The concentration distribution produced by shear dispersion of solute in Poiseuille flow

Abstract

One of G. I. Taylor's most famous papers concerns the large-time behaviour of a cloud of soluble matter which has been injected into a solvent in laminar flow in a pipe. In the past thirty years, a number of successful attempts have been made to derive differently or extend Taylor's result, which is that the cloud of solute eventually takes a Gaussian profile in the flow direction. The present paper is another examination of this well-worked problem, but this time from the viewpoint of a formal integral transform representation of the solution. This approach leads to a better understanding of the solution; it also enables efficient numerical computations, and leads to extended and new asymptotic expansions. A Laplace transform in time and a Fourier transform in the flow direction leaves a complicated eigenvalue problem to be solved to give the cross-sectional behaviour.

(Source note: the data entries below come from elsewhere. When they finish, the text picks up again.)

PR #152, opened 2018-02-15
Add NLog GlobalDiagnosticContext properties.

jeff-zohrab:
Nlog has a Global Diagnostics Context dictionary for app-wide
instance values (ref https://github.com/NLog/NLog/wiki/Gdc-layout-renderer).
Include these in the properties sent to the NLog target.

PR #183, opened 2018-04-29
GlobalDiagnosticContext must be explictly added using ContextProperties

snakefoot:
This is a refactoring of #152 by @jeff-zohrab

It is a bad idea to include all GDC-items, as they are often used a global variables across all NLog-targets. This means all kind of random junk will suddenly be sent to the ApplicationInsightsTarget.

Instead this PR allows one to add the wanted global items explicitly using the new ContextProperties:

```xml
<nlog>
   <extensions>
      <add assembly="Microsoft.ApplicationInsights.NLogTarget" />
   </extensions>
   <targets>
      <target type="ApplicationInsightsTarget" name="aiTarget" />
           <contextProperty name="appid" layout="${gdc:item=appid}" />
           <contextProperty name="threadid" layout="${threadid}" />
      </target>
   </targets>
    <rules>
      <logger name="*" minlevel="Trace" writeTo="aiTarget" />
    </rules>
</nlog>
```

One can also add other random stuff like threadid, trace-correlationid, etc.


snakefoot:
One might consider removing this code:

https://github.com/Microsoft/ApplicationInsights-dotnet-logging/blob/388ff8e884711ffdc6a7ef8cab16a0b136b6c2ac/src/NLogTarget/ApplicationInsightsTarget.cs#L75-L79

As it can be replaced by:
```xml
      <target type="ApplicationInsightsTarget" name="aiTarget" />
           <contextProperty name="ClassName" layout="${callsite:className=true:fileName=false:methodName=false}" />
           <contextProperty name="FileName" layout="${callsite:className=false:fileName=true:methodName=false}" />
           <contextProperty name="MethodName" layout="${callsite:className=false:fileName=false:methodName=true}" />
           <contextProperty name="LineNumber" layout="${callsite-linenumber}" />
      </target>
```
And it will actually ensure that NLog will capture a useful UserStackFrame.

SergeyKanzhelev:
@snakefoot thanks for another good contribution!

@jeff-zohrab are you around to provide feedback?

jeff-zohrab:
Hi @SergeyKanzhelev , I'll look through the code.  Thanks @snakefoot, this improves my initial submission.

test/NLogTarget.Net45.Tests/NLogTargetTests.cs
```diff
@@ -222,7 +222,9 @@ public void TraceHasCustomProperties()
         [TestCategory("NLogTarget")]
         public void GlobalDiagnosticContextPropertiesAreAddedToProperties()
```
jeff-zohrab: @snakefoot - consider renaming test: `GlobalDiagnosticContextPropertiesAreAddedToPropertiesIfContextIsSet`.  That's a long method name, but it clarifies the change you made.

This also suggests a test: `GlobalDiagnosticContextPropertiesAreNotAddedToPropertiesIfContextNotSet`. Which is an even longer method name.

jeff-zohrab:
@snakefoot - this is an improvement on my submission, thanks.  I suggested one revision to the test name only.  Looks good!

test/NLogTarget.Net45.Tests/NLogTargetTests.cs
snakefoot: Think it is a little strange to have unit-test that verifies functionality is not there. Have no opinion about the unit test names. Just happy that they include `GlobalDiagnosticContext` in the name.

jeff-zohrab: OK, will leave the decision to @SergeyKanzhelev, it's fine either way.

This eigenvalue problem is examined in detail, and the transforms are then inverted to give the concentration distribution. Both numerical and asymptotic methods are used. The numerical procedures lead to an accurate description of the concentration distribution, and the method could be generalized to compute dispersion in general parallel flows. The asymptotic procedures use two different classes of eigenvalues to give leading- and trailing-edge approximations for the solute cloud at small times. Meanwhile, at larger times, one eigenvalue branch dominates the solution and Taylor's result is recovered and extended using'the computer to generate extra terms in the approximation. Sixteen terms in the approximation are calculated, and a continued fraction expansion is deduced to enhance the accuracy.